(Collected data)
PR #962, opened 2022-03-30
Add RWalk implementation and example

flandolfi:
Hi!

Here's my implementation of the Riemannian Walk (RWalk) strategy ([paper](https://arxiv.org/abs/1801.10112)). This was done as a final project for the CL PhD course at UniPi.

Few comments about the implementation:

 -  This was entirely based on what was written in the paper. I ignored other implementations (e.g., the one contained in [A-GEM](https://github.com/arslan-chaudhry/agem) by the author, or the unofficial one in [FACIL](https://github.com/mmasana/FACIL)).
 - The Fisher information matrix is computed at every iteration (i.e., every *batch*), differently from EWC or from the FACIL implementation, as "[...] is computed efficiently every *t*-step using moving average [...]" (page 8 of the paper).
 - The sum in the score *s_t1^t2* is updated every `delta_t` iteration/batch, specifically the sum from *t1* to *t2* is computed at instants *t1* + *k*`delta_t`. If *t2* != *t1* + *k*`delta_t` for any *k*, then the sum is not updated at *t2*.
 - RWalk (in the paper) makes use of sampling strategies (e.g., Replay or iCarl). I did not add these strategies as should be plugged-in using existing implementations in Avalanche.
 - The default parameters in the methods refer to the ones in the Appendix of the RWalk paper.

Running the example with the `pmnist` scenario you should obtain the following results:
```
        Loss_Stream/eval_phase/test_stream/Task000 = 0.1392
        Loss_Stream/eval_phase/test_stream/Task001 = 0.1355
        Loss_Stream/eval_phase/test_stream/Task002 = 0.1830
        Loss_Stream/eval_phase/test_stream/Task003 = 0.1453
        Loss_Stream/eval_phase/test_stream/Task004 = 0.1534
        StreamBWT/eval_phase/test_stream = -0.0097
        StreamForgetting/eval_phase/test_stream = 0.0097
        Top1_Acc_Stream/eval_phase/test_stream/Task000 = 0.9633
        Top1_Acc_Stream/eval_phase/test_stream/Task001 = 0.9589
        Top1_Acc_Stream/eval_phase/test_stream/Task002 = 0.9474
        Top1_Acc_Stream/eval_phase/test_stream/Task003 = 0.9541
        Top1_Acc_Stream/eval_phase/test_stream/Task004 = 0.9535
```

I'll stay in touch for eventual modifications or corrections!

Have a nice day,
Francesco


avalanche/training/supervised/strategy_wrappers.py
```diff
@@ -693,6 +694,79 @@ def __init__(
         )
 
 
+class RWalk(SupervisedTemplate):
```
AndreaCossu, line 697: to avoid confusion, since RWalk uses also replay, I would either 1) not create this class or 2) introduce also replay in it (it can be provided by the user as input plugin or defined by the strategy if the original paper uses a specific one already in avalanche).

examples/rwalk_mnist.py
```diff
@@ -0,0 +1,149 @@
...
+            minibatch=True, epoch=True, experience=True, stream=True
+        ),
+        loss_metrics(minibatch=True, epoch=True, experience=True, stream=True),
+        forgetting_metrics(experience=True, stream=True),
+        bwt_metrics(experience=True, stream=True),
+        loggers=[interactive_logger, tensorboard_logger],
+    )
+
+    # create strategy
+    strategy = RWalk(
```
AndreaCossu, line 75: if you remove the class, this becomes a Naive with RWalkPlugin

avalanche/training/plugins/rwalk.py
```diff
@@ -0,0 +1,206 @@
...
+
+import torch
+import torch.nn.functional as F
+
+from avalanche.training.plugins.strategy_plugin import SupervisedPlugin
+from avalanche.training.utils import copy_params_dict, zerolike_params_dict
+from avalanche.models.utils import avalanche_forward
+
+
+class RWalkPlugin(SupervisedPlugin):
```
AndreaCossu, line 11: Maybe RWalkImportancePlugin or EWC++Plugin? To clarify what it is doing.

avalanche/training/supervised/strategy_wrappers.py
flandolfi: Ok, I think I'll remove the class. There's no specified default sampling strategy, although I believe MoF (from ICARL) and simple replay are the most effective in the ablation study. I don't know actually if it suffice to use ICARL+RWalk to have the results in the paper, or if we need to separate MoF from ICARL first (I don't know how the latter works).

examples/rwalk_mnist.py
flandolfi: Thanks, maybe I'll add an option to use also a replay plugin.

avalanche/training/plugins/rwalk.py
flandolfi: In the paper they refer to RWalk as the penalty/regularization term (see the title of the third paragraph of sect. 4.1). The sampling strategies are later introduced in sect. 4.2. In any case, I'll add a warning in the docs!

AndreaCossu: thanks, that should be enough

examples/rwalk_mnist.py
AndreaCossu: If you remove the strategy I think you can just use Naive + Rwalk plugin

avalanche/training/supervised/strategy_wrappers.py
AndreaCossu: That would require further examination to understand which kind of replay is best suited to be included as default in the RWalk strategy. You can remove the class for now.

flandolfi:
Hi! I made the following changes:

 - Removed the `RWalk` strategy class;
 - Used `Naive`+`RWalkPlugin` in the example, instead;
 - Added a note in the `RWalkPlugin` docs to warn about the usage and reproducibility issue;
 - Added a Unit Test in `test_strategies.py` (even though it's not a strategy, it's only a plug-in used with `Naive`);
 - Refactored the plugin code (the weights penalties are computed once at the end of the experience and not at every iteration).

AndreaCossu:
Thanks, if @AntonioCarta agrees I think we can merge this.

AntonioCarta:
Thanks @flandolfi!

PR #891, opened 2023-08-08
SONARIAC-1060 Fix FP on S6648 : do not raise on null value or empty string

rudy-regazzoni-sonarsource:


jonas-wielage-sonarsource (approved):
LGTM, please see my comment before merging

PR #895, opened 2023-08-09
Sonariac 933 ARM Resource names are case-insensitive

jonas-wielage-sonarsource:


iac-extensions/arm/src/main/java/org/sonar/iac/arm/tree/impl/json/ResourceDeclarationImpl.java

• **WHAT TO DO**: Output exactly the leading lines of the data, up to and including the line marked by "- The default".

• **TASK SOLUTION**:
PR #962, opened 2022-03-30
Add RWalk implementation and example

flandolfi:
Hi!

Here's my implementation of the Riemannian Walk (RWalk) strategy ([paper](https://arxiv.org/abs/1801.10112)). This was done as a final project for the CL PhD course at UniPi.

Few comments about the implementation:

 -  This was entirely based on what was written in the paper. I ignored other implementations (e.g., the one contained in [A-GEM](https://github.com/arslan-chaudhry/agem) by the author, or the unofficial one in [FACIL](https://github.com/mmasana/FACIL)).
 - The Fisher information matrix is computed at every iteration (i.e., every *batch*), differently from EWC or from the FACIL implementation, as "[...] is computed efficiently every *t*-step using moving average [...]" (page 8 of the paper).
 - The sum in the score *s_t1^t2* is updated every `delta_t` iteration/batch, specifically the sum from *t1* to *t2* is computed at instants *t1* + *k*`delta_t`. If *t2* != *t1* + *k*`delta_t` for any *k*, then the sum is not updated at *t2*.
 - RWalk (in the paper) makes use of sampling strategies (e.g., Replay or iCarl). I did not add these strategies as should be plugged-in using existing implementations in Avalanche.
 - The default parameters in the methods refer to the ones in the Appendix of the RWalk paper.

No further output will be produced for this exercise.